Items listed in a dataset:

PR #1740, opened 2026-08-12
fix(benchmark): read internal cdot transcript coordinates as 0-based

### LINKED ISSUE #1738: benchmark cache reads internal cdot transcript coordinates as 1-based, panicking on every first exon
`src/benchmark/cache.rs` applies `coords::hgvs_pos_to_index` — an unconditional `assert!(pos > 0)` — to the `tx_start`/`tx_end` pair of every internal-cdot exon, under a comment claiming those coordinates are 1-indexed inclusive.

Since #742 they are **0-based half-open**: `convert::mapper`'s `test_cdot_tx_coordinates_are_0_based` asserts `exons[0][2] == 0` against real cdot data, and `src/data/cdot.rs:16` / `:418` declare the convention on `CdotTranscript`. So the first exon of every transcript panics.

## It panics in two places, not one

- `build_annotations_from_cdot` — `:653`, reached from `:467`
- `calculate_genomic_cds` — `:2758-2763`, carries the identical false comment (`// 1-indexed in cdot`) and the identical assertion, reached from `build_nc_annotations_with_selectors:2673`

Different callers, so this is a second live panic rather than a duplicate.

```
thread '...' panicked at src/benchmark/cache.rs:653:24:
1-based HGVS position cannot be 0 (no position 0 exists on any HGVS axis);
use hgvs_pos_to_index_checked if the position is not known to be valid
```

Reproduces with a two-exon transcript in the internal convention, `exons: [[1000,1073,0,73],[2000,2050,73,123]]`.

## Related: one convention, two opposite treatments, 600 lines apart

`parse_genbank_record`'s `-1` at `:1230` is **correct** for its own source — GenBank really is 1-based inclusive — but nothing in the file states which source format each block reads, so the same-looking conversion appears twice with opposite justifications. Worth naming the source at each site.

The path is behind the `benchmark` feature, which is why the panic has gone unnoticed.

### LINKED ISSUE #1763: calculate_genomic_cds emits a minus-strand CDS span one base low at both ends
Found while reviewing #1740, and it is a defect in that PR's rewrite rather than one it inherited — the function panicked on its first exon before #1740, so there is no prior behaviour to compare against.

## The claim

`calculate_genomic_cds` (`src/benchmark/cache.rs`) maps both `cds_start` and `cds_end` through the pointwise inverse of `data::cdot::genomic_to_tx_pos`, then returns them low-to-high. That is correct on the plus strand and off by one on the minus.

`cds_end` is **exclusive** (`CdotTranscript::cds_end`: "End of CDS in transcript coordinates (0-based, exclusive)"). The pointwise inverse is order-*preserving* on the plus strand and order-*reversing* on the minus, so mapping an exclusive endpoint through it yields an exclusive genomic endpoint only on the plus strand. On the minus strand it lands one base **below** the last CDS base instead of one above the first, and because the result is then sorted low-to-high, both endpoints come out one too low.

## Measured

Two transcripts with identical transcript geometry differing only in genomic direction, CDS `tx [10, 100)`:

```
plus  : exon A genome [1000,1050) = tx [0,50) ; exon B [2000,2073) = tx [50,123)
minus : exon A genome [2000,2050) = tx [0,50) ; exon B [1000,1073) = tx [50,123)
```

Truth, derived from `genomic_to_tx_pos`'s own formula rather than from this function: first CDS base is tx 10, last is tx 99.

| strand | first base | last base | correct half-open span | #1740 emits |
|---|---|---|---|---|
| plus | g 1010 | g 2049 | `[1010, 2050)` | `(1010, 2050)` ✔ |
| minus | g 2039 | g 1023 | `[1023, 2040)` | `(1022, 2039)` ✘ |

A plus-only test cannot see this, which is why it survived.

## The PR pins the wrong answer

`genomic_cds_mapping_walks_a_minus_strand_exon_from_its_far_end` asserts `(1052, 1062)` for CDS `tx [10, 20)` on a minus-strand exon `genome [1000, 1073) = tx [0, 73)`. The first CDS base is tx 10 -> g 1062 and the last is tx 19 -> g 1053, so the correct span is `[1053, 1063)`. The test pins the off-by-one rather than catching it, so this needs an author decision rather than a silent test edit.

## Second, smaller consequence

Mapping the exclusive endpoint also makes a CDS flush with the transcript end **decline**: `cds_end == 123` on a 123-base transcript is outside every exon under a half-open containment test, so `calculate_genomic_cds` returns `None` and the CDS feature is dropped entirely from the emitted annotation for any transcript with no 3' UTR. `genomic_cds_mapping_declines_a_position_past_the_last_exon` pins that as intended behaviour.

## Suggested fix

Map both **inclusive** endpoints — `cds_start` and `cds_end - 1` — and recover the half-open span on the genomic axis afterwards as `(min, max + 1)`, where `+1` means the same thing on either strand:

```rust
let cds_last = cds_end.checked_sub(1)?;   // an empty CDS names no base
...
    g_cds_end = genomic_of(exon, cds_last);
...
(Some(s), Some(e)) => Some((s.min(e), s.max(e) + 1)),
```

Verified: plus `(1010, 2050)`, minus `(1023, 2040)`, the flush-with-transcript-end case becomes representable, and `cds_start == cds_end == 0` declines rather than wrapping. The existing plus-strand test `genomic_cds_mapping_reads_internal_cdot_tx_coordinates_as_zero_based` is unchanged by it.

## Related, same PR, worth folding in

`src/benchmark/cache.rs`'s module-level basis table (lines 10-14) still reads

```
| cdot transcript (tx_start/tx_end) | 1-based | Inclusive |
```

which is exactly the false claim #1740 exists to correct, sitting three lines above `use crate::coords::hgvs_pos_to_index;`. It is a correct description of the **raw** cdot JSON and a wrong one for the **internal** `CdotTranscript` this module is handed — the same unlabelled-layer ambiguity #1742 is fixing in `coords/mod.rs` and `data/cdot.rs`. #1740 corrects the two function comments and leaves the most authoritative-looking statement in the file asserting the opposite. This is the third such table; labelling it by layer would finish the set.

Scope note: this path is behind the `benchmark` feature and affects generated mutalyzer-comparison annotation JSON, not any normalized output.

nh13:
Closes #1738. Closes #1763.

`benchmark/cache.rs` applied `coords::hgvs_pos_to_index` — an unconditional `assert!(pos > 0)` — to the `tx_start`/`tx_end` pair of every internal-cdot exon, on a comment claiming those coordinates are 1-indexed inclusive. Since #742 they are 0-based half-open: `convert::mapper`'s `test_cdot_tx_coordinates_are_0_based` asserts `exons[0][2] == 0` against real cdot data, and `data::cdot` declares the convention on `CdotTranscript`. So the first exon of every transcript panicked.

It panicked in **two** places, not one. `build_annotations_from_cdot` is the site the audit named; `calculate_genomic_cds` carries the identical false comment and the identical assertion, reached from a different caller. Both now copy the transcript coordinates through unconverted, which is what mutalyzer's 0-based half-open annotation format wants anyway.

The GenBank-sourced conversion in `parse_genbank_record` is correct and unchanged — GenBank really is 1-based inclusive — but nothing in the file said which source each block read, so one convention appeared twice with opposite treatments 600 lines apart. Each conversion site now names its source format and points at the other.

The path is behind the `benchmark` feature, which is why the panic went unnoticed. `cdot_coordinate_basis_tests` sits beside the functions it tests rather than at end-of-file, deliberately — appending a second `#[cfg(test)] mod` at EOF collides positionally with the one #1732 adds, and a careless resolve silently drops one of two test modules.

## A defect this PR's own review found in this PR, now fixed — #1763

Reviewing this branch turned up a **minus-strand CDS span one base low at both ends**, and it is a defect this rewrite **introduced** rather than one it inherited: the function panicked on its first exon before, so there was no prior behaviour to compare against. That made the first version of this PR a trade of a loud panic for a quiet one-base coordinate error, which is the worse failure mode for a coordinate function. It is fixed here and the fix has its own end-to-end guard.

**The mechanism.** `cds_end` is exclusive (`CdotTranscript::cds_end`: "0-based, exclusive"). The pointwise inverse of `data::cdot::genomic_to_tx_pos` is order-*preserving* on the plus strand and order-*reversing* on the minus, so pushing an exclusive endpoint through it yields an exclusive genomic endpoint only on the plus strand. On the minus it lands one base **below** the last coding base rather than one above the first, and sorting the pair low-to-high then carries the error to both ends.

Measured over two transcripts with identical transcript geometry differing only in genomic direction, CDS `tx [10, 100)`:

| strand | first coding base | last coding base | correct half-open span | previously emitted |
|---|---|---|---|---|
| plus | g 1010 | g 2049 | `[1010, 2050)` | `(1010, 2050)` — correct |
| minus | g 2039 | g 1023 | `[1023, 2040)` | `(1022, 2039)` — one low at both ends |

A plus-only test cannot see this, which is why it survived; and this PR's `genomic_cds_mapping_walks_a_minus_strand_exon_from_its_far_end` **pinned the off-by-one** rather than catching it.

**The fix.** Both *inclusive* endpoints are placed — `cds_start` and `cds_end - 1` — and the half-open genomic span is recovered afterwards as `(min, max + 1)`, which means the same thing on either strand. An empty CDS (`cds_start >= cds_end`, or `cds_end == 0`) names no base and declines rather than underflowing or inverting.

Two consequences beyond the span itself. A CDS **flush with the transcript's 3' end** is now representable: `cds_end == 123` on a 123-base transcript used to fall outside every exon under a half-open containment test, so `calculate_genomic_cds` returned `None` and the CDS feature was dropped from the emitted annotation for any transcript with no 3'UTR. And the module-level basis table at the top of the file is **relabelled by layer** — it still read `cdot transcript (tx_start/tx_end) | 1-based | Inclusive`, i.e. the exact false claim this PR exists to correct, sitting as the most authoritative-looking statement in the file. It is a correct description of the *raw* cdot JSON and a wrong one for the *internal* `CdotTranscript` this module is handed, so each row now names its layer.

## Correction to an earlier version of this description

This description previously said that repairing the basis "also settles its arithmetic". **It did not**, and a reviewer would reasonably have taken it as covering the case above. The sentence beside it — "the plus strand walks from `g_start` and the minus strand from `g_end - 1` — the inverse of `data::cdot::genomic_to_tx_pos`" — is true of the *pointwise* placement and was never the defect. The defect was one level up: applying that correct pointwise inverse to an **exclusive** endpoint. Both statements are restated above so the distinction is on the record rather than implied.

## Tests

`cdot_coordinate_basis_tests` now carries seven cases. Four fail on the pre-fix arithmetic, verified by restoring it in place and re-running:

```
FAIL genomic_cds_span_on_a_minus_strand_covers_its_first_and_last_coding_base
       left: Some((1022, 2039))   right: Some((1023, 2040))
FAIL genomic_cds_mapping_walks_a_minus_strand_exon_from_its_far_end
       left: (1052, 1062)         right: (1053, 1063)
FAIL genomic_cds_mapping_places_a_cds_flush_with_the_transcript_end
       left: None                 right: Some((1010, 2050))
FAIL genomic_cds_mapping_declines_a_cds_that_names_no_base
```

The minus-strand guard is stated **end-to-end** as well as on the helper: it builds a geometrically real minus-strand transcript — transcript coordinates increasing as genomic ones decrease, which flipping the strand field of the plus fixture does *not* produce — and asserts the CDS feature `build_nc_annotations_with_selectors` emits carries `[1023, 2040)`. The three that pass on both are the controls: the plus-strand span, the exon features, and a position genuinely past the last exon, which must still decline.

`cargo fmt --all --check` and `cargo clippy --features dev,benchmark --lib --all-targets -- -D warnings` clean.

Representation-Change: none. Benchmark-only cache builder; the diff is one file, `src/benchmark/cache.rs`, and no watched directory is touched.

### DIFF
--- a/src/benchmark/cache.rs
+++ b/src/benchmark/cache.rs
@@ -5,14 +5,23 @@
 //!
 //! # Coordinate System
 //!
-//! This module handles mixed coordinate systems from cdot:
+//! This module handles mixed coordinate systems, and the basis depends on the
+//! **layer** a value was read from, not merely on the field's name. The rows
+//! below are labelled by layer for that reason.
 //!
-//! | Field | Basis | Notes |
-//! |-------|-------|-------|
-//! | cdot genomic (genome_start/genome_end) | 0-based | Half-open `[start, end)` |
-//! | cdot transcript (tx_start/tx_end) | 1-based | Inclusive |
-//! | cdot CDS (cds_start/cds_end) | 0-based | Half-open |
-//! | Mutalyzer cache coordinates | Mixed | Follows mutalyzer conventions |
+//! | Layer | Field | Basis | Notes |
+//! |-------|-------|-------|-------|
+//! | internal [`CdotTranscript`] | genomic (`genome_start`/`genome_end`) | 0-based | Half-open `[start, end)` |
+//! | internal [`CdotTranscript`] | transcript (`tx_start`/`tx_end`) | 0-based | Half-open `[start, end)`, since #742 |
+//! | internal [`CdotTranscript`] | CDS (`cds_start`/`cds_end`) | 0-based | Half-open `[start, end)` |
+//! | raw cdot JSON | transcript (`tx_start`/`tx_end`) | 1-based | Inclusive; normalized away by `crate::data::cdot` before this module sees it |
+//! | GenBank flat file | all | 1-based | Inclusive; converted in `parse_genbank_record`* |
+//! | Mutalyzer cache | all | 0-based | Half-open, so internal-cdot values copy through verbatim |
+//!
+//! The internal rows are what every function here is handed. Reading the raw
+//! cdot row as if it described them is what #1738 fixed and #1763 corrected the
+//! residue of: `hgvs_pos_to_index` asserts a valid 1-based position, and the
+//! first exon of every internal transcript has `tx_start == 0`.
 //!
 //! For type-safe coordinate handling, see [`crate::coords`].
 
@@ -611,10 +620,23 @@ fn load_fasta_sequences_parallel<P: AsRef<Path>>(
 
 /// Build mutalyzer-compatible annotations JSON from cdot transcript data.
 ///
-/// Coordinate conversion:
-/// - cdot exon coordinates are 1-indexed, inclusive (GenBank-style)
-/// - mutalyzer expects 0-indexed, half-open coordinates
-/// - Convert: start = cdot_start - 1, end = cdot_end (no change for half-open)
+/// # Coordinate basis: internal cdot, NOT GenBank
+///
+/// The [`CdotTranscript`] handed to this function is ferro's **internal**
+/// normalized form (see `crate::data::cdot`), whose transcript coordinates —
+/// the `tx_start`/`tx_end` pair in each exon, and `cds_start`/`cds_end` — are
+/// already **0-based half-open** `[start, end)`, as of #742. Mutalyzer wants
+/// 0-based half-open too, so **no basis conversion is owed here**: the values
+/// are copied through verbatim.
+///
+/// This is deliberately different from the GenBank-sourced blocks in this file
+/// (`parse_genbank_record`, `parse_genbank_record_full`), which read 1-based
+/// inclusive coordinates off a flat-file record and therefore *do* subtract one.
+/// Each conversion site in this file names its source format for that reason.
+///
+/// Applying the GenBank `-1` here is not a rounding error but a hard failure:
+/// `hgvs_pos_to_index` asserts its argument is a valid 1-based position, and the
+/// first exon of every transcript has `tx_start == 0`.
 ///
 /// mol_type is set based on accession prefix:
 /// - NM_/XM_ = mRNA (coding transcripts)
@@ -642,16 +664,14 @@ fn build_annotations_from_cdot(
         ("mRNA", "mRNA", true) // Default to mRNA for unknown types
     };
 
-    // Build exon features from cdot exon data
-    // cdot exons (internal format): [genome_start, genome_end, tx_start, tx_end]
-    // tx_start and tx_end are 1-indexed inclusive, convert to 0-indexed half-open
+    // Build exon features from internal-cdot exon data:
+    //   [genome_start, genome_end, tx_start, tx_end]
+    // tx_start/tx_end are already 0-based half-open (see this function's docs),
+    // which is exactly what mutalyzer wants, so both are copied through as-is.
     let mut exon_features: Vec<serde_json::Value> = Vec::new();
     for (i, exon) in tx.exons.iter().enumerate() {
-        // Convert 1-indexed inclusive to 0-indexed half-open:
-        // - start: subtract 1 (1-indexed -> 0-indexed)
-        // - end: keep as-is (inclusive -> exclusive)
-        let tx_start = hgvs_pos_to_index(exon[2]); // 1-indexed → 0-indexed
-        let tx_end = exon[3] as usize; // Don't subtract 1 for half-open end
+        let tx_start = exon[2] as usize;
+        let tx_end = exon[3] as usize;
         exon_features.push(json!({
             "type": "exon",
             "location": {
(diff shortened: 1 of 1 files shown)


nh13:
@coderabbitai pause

==

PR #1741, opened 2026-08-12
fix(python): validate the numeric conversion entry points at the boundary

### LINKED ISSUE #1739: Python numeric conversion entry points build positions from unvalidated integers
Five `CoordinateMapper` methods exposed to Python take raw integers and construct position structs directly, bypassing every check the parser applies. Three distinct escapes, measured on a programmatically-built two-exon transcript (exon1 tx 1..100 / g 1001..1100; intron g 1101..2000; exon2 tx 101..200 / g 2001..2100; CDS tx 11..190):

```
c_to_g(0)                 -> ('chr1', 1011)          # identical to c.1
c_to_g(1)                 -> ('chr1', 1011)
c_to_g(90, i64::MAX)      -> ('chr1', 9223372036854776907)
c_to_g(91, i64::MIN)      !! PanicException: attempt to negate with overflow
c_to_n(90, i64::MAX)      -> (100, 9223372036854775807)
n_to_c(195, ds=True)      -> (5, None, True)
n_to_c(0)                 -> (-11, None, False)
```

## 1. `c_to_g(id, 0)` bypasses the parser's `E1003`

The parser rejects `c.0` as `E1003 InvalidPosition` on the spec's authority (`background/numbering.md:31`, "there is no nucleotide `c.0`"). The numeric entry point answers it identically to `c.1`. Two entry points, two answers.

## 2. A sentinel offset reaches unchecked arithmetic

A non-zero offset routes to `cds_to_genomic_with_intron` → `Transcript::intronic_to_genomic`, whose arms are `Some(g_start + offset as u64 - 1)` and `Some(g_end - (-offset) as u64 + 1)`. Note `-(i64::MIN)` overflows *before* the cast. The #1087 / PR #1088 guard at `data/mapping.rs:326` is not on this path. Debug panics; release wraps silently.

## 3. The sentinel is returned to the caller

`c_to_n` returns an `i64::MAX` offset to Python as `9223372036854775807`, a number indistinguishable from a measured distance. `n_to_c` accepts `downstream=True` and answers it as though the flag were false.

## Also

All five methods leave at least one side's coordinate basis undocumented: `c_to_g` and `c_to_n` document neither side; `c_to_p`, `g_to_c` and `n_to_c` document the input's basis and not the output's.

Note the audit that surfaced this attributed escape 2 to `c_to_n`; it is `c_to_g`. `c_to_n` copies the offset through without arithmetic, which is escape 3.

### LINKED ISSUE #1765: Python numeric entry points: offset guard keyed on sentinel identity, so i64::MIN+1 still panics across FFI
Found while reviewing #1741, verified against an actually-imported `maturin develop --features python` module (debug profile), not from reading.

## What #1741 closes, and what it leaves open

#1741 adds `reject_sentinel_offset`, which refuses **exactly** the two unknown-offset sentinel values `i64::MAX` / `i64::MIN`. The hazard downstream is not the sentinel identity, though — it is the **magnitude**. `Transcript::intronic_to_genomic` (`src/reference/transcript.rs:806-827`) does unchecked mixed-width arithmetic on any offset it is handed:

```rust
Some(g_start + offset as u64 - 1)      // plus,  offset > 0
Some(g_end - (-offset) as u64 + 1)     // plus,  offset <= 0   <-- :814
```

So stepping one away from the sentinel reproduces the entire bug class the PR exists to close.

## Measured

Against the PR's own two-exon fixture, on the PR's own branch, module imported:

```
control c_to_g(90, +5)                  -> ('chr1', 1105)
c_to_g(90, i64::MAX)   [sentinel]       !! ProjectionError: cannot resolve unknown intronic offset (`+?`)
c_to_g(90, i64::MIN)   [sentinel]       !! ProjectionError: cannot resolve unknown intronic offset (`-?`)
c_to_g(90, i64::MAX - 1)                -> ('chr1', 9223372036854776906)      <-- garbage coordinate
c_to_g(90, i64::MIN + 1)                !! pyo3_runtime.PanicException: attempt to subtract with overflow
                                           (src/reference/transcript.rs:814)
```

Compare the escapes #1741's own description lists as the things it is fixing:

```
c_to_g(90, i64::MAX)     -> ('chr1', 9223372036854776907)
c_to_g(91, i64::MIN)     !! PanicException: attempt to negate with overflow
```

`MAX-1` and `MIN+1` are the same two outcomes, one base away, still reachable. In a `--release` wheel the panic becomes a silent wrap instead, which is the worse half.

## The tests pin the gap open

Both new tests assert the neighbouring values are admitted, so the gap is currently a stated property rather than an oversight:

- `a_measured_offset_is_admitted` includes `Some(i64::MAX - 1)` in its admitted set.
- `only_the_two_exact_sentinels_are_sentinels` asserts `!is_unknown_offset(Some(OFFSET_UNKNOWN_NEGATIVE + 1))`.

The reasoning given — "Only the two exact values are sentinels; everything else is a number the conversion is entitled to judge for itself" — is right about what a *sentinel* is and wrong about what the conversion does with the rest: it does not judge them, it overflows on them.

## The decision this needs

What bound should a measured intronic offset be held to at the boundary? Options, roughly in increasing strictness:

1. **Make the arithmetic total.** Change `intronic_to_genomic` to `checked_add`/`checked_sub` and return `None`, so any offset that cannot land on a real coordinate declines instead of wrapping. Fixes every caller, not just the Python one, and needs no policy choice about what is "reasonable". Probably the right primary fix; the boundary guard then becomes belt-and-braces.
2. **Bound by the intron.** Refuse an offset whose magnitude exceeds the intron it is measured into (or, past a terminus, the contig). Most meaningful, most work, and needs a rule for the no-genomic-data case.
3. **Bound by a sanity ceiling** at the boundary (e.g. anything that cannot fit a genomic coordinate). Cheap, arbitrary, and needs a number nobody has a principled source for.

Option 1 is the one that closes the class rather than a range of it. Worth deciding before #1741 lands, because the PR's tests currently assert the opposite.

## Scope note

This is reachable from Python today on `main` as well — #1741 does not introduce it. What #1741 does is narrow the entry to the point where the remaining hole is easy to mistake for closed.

### How to complete this task
Lines with "copied" in them are what the answer must contain; copy each from the records above.

### Answer area
+/// are copied through verbatim.
+    // which is exactly what mutalyzer wants, so both are copied through as-is.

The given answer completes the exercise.